##### Excerpted data

Issue #2846, opened 2024-10-02
[Feature Request] Variables for shared chat source streamer


dennisrijsdijk:
**Describe the solution you'd like**
Add variables for the shared chat source streamer's username, displayName and id

PR #3315, opened 2025-11-12
 feat: Shared Chat Replace Variables (#2846) 

dennisrijsdijk:
### Description of the Change

This PR adds additional logic for shared chat, including a cache for the shared chat session which is updated on chat connect and when Twitch sends an EventSub event for shared chat started, updated or ended
The following variables are added:
- isSharedChatEnabled
- sharedChatParticipants
- sharedChatSourceDisplayName
- sharedChatSourceUserId
- sharedChatSourceUser
- sharedChatSourceUsername

### Applicable Issues

#2846

### Testing

Ensured Firebot starts

Ensured Firebot connects to chat

Ensured variables appear in variables menu

Ensured when starting a shared chat session, the shared chat participants are loaded into the cache and available through variables

Ensured isSharedChatEnabled and sharedChatParticipants variables are always available

Ensured sharedChatSourceUser, sharedChatSourceUsername, sharedChatSourceDisplayName and sharedChatSourceUserId are only available in chat messages and chat message events

Ensured all above variables resolve to correct data (eg. correct source channel, correct shared chat state)

Ensured when connecting to chat, the current shared chat session is fetched and loaded into the cache

Ensured the Shared Chat Session Started event fires when a shared chat session is started

Ensured the Shared Chat Session Updated event fires when a streamer joins or leaves the shared chat session

Ensured the Shared Chat Session Ended event fires when the shared chat session is ended

### DIFF
--- a/src/backend/effects/builtin/play-sound.ts
+++ b/src/backend/effects/builtin/play-sound.ts
@@ -156,6 +156,7 @@ const model: EffectType<{
         event: {
             name: "sound",
             onOverlayEvent: (event) => {
+                console.log("SOUND EVENT RECEIVED IN OVERLAY:", event);
                 const data = event;
                 const token = encodeURIComponent(data.resourceToken);
                 const resourcePath = `http://${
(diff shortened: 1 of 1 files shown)


dennisrijsdijk:
In the meantime, can I also get a review on the desired behavior for variables when a shared chat user is not found? Currently they return null. Should I do something like `[No User Found]` instead? Or maybe default to the broadcaster, considering they'd be the default source channel if there is no shared chat session.

PR #3318, opened 2025-11-13
feat: overlay alert effect

ebiggz:
A convienence effect for easily displaying alerts on the overlay (ie when someone follows). 

Effectively combines a Show Image / Play Video effect, a Show Text effect, and a Play Sound effect into one. 

Text option uses a basic text area instead of the problematic WYSIWYG editor to keep things simple. But it supports a special \<accent\> tag feature that still lets the user style subsets of the text differently.

Utilizes the new overlay position control introduced with Overlay Widget.

Intended to be a simple-to-use option that covers general use cases, with the idea being that more advanced use cases should just use the existing dedicated effects.

For now doesn't include options for youtube or twitch videos. I started work on this but the more I thought about it the less they made sense in the context of alerts so I stopped. In any case, it could be a future enhancement should there be a desire for it from users.

image

### DIFF
--- a/src/backend/chat/commands/builtin/command-management.ts
+++ b/src/backend/chat/commands/builtin/command-management.ts
@@ -1,15 +1,17 @@
 import { randomUUID } from "crypto";
 
-import { SystemCommand } from "../../../../types/commands";
-import { EffectInstance } from "../../../../types/effects";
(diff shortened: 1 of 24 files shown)


zunderscore (approved):
Hell yeah

Issue #3455, opened 2026-03-16
Viewers never individually marked offline — user:offline event not listened to


servusrene:
### Is there an existing issue for this?

- [x] I have searched the existing issues

### Current Behavior

When a viewer leaves the chat, the `ActiveUserHandler` emits a `user:offline` event (triggered by the `_onlineUsers` NodeCache TTL expiring after 7.5 minutes of inactivity). However, no listener exists for this event, so `setChatViewerOffline()` is never called for individual viewers.

This means:
- Viewers remain `online: true` in the ViewerDB indefinitely until a bulk `setAllViewersOffline()` call occurs (app restart, chat disconnect)
- `lastSeen` keeps updating every minute for stuck-online viewers, showing today's date even if the viewer hasn't been present in days
- `minutesInChannel` (View Time) continues to accrue (+15 minutes every 15 minutes) during every live stream for viewers who are no longer watching
- The Viewer List in the UI shows ghost viewers that are not actually present

### Expected Behavior

When a viewer's online TTL expires (7.5 minutes without chat activity or chatter poll presence), they should be individually marked offline in the ViewerDB. Their `lastSeen` and `minutesInChannel` should stop updating.

### Steps To Reproduce

1. Start Firebot and go live
2. Have a viewer chat or appear in the chatter list
3. Viewer leaves Twitch entirely
4. Wait >8 minutes (past the 7.5min TTL)
5. Observe in the Viewers tab: viewer still shows today's date as "Last Seen"
6. Go live again on another day without restarting Firebot
7. Observe: viewer's View Time has increased despite not being present

### Version

All versions up to and including current master (b646e4db2)

### What operating system are you using Firebot on?

Linux Distro

### Relevant log output

```shell
No error logs — the issue is silent. The `user:offline` event fires correctly in `ActiveUserHandler` but there is simply no listener registered for it in `ViewerOnlineStatusManager`.
```

PR #3456, opened 2026-03-16
Fix: listen to user:offline event to individually mark viewers offline

servusrene:
### Description of the Change
The ActiveUserHandler emits "user:offline" when a viewer's online cache TTL expires (7.5 min without activity), but no listener existed for this event. This meant viewers were never individually marked offline in the ViewerDB — only bulk-cleared on chat disconnect or stream end.

### Applicable Issues
#3455 

### Testing
- Start Firebot, go live, have a viewer chat
- Viewer leaves Twitch
- After ~8 minutes, verify viewer is marked offline in Viewer DB
- Verify lastSeen stops updating for that viewer
- Verify view time doesn't accrue for absent viewers on next stream
- Verify bulk setAllViewersOffline() still works on chat disconnect/app restart

### DIFF
--- a/src/backend/viewers/viewer-online-status-manager.ts
+++ b/src/backend/viewers/viewer-online-status-manager.ts
@@ -41,6 +41,10 @@ class ViewerOnlineStatusManager {
         ActiveUserHandler.on("user:online", (user) => {
             void this.setChatViewerOnline(user);
         });
+
+        ActiveUserHandler.on("user:offline", (userId) => {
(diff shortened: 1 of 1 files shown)


zunderscore:
This PR is targeting the `master` branch, which should not be targeted for bugfix or feature PRs into the Firebot codebase. Please review our [contribution guidelines](https://github.com/crowbartools/Firebot/blob/master/.github%2Fcontributing.md) to ensure you are targeting the correct branch and following all policies.

PR #951, opened 2021-02-18
OP-1836: NCTL - random validator node shutdown and sync

TomVasile:
Implements itst01 from https://casperlabs.atlassian.net/wiki/spaces/OPS/pages/1133707277/Casper+Network+Infra+Test+Scenarios.

Also refactor nightly ci script to run multiple tests.

Test Run: https://drone-auto.casperlabs.io/TomVasile/casper-node/49/1/2


utils/nctl/sh/scenarios/itst01.sh
```diff
@@ -0,0 +1,143 @@
...
+    log_step "awaiting full synchronization of node=${NODE_ID}…"
+    while [ "$(do_read_lfb_hash "$NODE_ID")" != "$(do_read_lfb_hash "$COMPARE_NODE_ID")" ]; do
+        if [ "$WAIT_TIME_SEC" = "$SYNC_TIMEOUT_SEC" ]; then
+            log "ERROR: Failed to synchronize in ${SYNC_TIMEOUT_SEC} seconds"
+            exit 1
+        fi
+        WAIT_TIME_SEC=$((WAIT_TIME_SEC + 1))
+        sleep 1.0
+    done
+    # Wait 2 more era and then test chainheight.
```
goral09, line 97:
```suggestion
    # Wait 2 more era and then test chain height.
```

utils/nctl/sh/scenarios/itst01.sh
```diff
@@ -0,0 +1,143 @@
...
+    # This way we can verify that the node is up-to-date with the protocol state
+    # after transitioning to an active validator and the chain progressed.
+    do_await_era_change
+    log_step "verifying full synchronization of node=${NODE_ID}…"
+    while [ "$(get_chain_height "$NODE_ID")" != "$(get_chain_height "$COMPARE_NODE_ID")" ]; do
```
goral09, line 102: Why chain height and not LFB? It's more precise.

TomVasile: I noticed in my test that the restarted node would sync to the LFB and then the chain would progress but the restarted node would take a bit to catch up to the chain height. 

Thats why in the first pass I check LFB and the second pass checks the height

goral09: Yeah, there seems to be an issue with the networking component losing connections on transition. You should still be using LFB for verification.

TomVasile: Updated 👍

utils/nctl/sh/scenarios/itst01.sh
```diff
@@ -0,0 +1,138 @@
...
+    log "------------------------------------------------------------"
+
+    log "Node to be stopped: $NODE_ID"
+
+    # 0. Wait for network start up
+    do_await_genesis_era_to_complete
+    # 1. Allow chain to progress
+    do_await_era_change
+    # 2. Stop random node
+    do_stop_node "$NODE_ID"
```
goral09, line 30: You're passing in the `NODE-ID` here to stop but this node is implicitly also started in `do_start_node` (i.e. we don't pass in the node id) – let's make it consistent across the whole test.

utils/nctl/sh/scenarios/itst01.sh
```diff
@@ -0,0 +1,138 @@
...
+    do_await_era_change
+    log_step "verifying full synchronization of node=${NODE_ID}…"
+    while [ "$(do_read_lfb_hash "$NODE_ID")" != "$(do_read_lfb_hash "$COMPARE_NODE_ID")" ]; do
+        if [ "$WAIT_TIME_SEC" = "$SYNC_TIMEOUT_SEC" ]; then
+            log "ERROR: Failed to keep up with the protocol state"
+            exit 1
+        fi
+        WAIT_TIME_SEC=$((WAIT_TIME_SEC + 1))
+        sleep 1.0
+    done
```
goral09, line 104: It would be nice if we had a function to compare lfb on all the running nodes at once – so that we're definitely sure that no node is falling back.

goral09: cc @momipsl @linclelinkpart5

utils/nctl/sh/scenarios/itst01.sh
TomVasile: fixed

goral09 (approved):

##########

Above are the records; from them, give again exactly the lines from the one containing "- Verify view" to the one containing "-41,6 +41,10 @@", both lines included, and nothing more.

Result for this task:
- Verify view time doesn't accrue for absent viewers on next stream
- Verify bulk setAllViewersOffline() still works on chat disconnect/app restart

### DIFF
--- a/src/backend/viewers/viewer-online-status-manager.ts
+++ b/src/backend/viewers/viewer-online-status-manager.ts
@@ -41,6 +41,10 @@ class ViewerOnlineStatusManager {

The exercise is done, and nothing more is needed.